START SUPPLIED MATERIAL
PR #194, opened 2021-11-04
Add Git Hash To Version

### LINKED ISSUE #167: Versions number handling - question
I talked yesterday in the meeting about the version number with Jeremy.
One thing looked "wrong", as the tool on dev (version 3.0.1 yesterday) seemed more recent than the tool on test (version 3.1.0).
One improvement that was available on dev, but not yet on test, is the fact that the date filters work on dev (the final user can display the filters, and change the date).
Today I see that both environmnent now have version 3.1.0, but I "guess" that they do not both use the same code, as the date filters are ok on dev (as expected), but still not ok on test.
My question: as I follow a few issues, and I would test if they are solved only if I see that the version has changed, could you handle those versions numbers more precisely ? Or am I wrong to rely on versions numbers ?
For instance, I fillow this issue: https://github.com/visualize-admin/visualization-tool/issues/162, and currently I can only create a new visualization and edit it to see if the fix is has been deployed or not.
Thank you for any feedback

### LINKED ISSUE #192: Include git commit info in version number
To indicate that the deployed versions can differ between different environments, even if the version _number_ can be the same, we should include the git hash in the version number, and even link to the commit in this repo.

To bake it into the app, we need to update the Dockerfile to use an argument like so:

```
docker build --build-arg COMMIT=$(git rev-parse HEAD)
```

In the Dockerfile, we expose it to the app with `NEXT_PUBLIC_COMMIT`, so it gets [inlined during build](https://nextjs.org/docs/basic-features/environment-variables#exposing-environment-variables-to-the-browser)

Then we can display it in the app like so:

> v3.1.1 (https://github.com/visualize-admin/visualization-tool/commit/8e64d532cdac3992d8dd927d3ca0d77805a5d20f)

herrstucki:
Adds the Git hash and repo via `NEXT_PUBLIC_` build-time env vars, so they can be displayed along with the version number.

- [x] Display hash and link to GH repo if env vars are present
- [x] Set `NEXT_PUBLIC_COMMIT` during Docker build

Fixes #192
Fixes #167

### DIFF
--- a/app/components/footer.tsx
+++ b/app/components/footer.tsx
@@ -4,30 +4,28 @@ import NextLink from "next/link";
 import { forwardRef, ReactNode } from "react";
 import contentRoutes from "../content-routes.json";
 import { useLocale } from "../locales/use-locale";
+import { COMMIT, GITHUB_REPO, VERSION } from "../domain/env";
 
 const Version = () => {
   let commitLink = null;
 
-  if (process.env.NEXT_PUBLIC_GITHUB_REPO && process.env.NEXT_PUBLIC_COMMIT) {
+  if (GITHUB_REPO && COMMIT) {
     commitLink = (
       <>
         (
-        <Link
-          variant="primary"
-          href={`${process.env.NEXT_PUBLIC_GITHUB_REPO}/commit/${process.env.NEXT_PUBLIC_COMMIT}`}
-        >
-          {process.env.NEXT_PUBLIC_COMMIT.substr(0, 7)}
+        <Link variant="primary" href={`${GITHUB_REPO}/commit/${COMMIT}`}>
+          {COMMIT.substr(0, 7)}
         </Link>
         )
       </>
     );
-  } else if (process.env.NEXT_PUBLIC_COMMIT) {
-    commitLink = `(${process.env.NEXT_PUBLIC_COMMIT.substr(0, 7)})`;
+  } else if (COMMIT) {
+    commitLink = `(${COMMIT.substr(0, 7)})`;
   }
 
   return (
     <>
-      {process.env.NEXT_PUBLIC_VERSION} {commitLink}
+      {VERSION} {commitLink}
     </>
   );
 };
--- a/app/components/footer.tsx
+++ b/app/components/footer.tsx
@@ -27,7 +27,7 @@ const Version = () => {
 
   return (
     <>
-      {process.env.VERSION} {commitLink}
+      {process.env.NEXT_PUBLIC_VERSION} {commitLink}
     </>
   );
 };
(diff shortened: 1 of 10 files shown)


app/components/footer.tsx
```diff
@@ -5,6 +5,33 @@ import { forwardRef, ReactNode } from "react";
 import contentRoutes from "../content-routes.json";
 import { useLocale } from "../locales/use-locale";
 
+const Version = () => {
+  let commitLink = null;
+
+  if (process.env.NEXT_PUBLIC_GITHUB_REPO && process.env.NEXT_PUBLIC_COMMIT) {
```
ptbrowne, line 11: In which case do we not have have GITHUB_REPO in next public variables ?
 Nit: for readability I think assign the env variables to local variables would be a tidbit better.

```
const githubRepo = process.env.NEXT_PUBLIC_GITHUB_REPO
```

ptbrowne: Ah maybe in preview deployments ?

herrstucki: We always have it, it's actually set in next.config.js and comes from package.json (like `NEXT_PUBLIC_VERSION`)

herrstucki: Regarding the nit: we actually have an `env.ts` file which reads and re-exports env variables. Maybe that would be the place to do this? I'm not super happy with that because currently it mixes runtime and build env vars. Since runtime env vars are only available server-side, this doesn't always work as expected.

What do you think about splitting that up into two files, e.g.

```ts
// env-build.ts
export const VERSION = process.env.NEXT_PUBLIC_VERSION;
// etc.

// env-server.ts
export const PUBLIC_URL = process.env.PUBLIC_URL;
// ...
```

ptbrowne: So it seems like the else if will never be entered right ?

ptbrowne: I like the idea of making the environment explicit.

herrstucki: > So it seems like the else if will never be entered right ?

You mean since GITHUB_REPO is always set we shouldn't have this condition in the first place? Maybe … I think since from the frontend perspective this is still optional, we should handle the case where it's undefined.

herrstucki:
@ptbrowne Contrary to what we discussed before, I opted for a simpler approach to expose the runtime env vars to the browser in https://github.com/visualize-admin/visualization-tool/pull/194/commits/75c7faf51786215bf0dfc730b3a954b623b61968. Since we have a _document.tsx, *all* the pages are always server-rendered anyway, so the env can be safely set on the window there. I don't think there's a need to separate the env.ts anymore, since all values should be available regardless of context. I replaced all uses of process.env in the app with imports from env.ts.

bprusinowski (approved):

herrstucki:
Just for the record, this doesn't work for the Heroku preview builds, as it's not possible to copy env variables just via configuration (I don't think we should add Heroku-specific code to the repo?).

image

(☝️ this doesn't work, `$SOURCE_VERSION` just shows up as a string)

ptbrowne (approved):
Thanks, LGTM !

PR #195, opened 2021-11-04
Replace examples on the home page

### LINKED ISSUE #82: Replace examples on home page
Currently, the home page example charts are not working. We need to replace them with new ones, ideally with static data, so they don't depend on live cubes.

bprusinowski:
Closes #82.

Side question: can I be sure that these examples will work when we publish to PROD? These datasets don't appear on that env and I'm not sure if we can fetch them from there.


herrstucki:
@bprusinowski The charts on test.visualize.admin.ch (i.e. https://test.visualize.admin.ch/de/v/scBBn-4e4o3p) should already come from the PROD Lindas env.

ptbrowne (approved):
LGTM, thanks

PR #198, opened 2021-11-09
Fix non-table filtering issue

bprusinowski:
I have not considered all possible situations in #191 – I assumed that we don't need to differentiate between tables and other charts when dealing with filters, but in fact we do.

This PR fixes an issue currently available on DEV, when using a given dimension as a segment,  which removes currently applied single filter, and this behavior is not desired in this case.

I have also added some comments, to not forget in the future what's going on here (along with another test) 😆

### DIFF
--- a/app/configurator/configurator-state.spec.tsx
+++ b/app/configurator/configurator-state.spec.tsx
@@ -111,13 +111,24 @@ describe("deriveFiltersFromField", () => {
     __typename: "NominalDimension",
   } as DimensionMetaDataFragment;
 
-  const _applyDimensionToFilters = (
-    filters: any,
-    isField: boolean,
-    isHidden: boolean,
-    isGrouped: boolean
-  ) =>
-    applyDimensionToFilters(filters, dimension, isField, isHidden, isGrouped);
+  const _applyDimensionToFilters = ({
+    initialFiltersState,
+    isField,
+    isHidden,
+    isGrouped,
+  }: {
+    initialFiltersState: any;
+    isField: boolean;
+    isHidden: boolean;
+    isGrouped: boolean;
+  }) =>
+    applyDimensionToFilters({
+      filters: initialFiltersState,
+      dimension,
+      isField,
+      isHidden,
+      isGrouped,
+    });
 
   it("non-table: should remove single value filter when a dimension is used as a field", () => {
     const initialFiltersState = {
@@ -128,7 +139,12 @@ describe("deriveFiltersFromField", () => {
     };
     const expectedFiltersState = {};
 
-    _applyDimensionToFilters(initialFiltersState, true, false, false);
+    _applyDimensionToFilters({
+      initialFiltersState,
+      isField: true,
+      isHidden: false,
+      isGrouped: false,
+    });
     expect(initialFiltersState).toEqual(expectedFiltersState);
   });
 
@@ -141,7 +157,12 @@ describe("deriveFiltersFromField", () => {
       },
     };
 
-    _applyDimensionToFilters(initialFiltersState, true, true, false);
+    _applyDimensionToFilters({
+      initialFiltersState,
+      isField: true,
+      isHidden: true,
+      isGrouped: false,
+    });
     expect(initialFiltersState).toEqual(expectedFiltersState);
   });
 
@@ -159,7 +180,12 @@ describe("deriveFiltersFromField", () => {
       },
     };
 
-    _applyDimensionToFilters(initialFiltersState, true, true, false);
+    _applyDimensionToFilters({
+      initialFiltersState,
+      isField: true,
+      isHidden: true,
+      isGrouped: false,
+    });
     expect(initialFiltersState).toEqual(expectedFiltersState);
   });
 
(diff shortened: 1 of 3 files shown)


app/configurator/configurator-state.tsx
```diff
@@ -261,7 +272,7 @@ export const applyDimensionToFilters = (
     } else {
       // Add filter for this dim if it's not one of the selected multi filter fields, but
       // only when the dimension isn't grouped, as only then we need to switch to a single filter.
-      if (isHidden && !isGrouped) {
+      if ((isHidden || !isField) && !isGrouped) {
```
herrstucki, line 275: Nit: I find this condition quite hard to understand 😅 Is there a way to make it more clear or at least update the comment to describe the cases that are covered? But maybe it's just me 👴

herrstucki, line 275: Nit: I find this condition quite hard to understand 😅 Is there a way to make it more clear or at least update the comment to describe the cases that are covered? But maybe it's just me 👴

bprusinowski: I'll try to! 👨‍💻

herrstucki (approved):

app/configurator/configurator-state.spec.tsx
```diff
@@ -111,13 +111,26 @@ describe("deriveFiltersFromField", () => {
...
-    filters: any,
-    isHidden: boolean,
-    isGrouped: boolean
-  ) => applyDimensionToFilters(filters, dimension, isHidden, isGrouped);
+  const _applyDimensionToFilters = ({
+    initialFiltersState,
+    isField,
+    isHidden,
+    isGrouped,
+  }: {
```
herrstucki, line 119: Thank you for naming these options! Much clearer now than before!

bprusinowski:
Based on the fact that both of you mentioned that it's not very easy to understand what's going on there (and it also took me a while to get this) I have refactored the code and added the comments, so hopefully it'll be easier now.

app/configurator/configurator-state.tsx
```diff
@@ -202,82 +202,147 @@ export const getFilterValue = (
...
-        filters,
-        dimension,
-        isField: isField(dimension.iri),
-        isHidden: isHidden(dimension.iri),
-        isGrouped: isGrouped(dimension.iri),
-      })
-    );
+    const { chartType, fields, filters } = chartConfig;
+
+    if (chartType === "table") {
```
END SUPPLIED MATERIAL
WHAT NEEDS TO BE DONE
The reply should hold only the lines from the beginning of the listing to the line with "Today I see", both ends included, unchanged.

EXPECTED OUTPUT
PR #194, opened 2021-11-04
Add Git Hash To Version

### LINKED ISSUE #167: Versions number handling - question
I talked yesterday in the meeting about the version number with Jeremy.
One thing looked "wrong", as the tool on dev (version 3.0.1 yesterday) seemed more recent than the tool on test (version 3.1.0).
One improvement that was available on dev, but not yet on test, is the fact that the date filters work on dev (the final user can display the filters, and change the date).
Today I see that both environmnent now have version 3.1.0, but I "guess" that they do not both use the same code, as the date filters are ok on dev (as expected), but still not ok on test.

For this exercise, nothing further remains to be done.